Provides a set of easy-to-use programming interfaces, allowing developers to write eBPF-based functional scripts with python or lua without detailed kernel code (nearly ten million lines of code).

image.png

bpftrace

bpftrace is a high-level tracing language for Linux enhanced Berkeley Packet Filter (eBPF) available in recent Linux kernels (4.x).
bpftrace uses LLVM as a backend to compile scripts to BPF-bytecode and makes use of BCC for interacting with the Linux BPF system,
as well as existing Linux tracing capabilities: kernel dynamic tracing (kprobes), user-level dynamic tracing (uprobes), and tracepoints.

bpftrace is built on top of bcc and has implemented a set of DSL based on C/awk, which is more suitable for some simple one-liner commands to monitor or trace, or directly use official examples.

image.png

kubectl-trace

eBPF's kubectl plug-in can use bpftrace to monitor k8s resources such as node/pod. The latest version v0.1.2 (2021.7) only supports bpftrace, and future versions will support both bpftrace and bcc (the code has been merged into the main branch but has not yet been released).

The overall experience is smoother.

kubectl-flame

Yahoo open sourced the kubectl plug-in that provides flame graphs for programs. Officially, it is possible to attach to the business container for analysis without changing the business program.

After the test, the community version has many bugs and cannot run smoothly. In fact, it is dependent on business containers, including the JDK. The experience is average, and it feels difficult to implement it on a large scale.

clilium

The kubernetes network plug-in that uses eBPF technology to improve network forwarding performance and enhance observability.

Get Your Hands Dirty

The CentOS 7 kernel version used in the following experiments is 4.4.

Update kernel

yum -y update
rpm --import https://www.elrepo.org/RPM-GPG-KEY-elrepo.org
rpm -Uvh http://www.elrepo.org/elrepo-release-7.0-3.el7.elrepo.noarch.rpm
yum --disablerepo="*" --enablerepo="elrepo-kernel" list available

image.png

Will show two types of kernel, lt and ml. Among them, lt stands for LongTerm, which is similar to Ubuntu's LTS; ml stands for MainLine.
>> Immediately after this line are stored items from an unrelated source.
PR #32326, opened 2025-02-04
feat(treesitter): show which nodes are missing in InspectTree

ribru17:
Now `:InspectTree` will show missing nodes as e.g. `(MISSING identifier)` or `(MISSING ";")` rather than just `(identifier)` or `";"`. This is doable because the `MISSING` keyword is now valid query syntax.

### DIFF
--- a/runtime/lua/vim/treesitter/dev.lua
+++ b/runtime/lua/vim/treesitter/dev.lua
@@ -224,9 +224,12 @@ function TSTreeView:draw(bufnr)
 
     local text ---@type string
     if item.node:named() then
-      text = string.format('(%s', item.node:type())
+      text = string.format('(%s%s', item.node:missing() and 'MISSING ' or '', item.node:type())
     else
       text = string.format('%q', item.node:type()):gsub('\n', 'n')
+      if item.node:missing() then
+        text = string.format('(MISSING %s)', text)
+      end
     end
     if item.field then
       text = string.format('%s: %s', item.field, text)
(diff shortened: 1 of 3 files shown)


runtime/lua/vim/treesitter/dev.lua
```diff
@@ -224,9 +224,13 @@ function TSTreeView:draw(bufnr)
 
     local text ---@type string
     if item.node:named() then
-      text = string.format('(%s', item.node:type())
+      local missing_prefix = item.node:missing() and 'MISSING ' or ''
```
clason, line 227: Maybe shorter to just inline?

justinmk (approved):

runtime/lua/vim/treesitter/dev.lua
```diff
@@ -224,9 +224,12 @@ function TSTreeView:draw(bufnr)
 
     local text ---@type string
     if item.node:named() then
-      text = string.format('(%s', item.node:type())
+      text = string.format('(%s', (item.node:missing() and 'MISSING ' or '') .. item.node:type())
```
clason, line 227:
```suggestion
      text = string.format('(%s%s', item.node:missing() and 'MISSING ' or '', item.node:type())
```
Does this work?

ribru17: Sure :+1:

MariaSolOs:
> This is doable because the `MISSING` keyword is now valid query syntax.

@ribru17 for the sake of Github history (and my own learning), could you please link the change that introduced this new syntax?

ribru17:
Sure, the tree-sitter change is here: https://github.com/tree-sitter/tree-sitter/pull/3887 and the grammar change is here: https://github.com/tree-sitter-grammars/tree-sitter-query/pull/46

You can choose any one, but you need to correspond to it when you install the header. Choose ml here.

yum --enablerepo=elrepo-kernel install -y kernel-ml

Install header

You need to delete old headers before installation. If you have installed the header before, you may get an incompatibility error if you install it again.

yum remove kernel-headers

Install the new kernel

yum --enablerepo=elrepo-kernel install -y kernel-ml-headers

Use new kernel
View all currently available cores

$ sudo awk -F\' '$1=="menuentry " {print i++ " : " $2}' /etc/grub2.cfg
0 : CentOS Linux (4.18.7-1.el7.elrepo.x86_64) 7 (Core)
1 : CentOS Linux (3.10.0-862.11.6.el7.x86_64) 7 (Core)
2 : CentOS Linux (3.10.0-514.el7.x86_64) 7 (Core)
3 : CentOS Linux (0-rescue-063ec330caa04d4baae54c6902c62e54) 7 (Core)

Edit grub to modify the default kernel, restart the machine.

grub2-set-default 0
reboot

Install bcc/bpftrace

# bcc
yum install bcc-tools

# bpftrace
curl https://repos.baslab.org/rhel/7/bpftrace-daily/bpftrace-daily.repo --output /etc/yum.repos.d/bpftools.repo
curl https://repos.baslab.org/rhel/7/bpftools/bpftools.repo --output /etc/yum.repos.d/bpftrace-daily.repo
yum install bpftrace bpftrace-tools bpftrace-doc

Install kubectl-trace

Unlike bcc btftrace, which needs to be executed on each host, kubectl-trace is a client plug-in, which can be installed on the client machine where kubectl is executed.

kubectl krew install trace

Use bcc

git clone https://github.com/iovisor/bcc.git
cd ./bcc/tools/
# 查看某 java 进程的 gc 事件
./javagc.sh -l java 24682

Use bpftrace

git clone https://github.com/iovisor/bpftrace.git
cd ./bpftrace/tools/
# 查看 DNS 解析请求的延迟
bpftrace gethostlatency.bt

path referenced in the official tools is hardcoded, and an error may be reported (1619f06f7e25d2 https://github.com/iovisor/bpftrace/issues/2075#issuecomment-977648027), which can be requested Change to the correct path. (This problem should be fixed later)

kubectl trace node

Regardless of whether it is a node or a pod, trace starts a job on the corresponding node, and then detects the host or attaches to the pod container.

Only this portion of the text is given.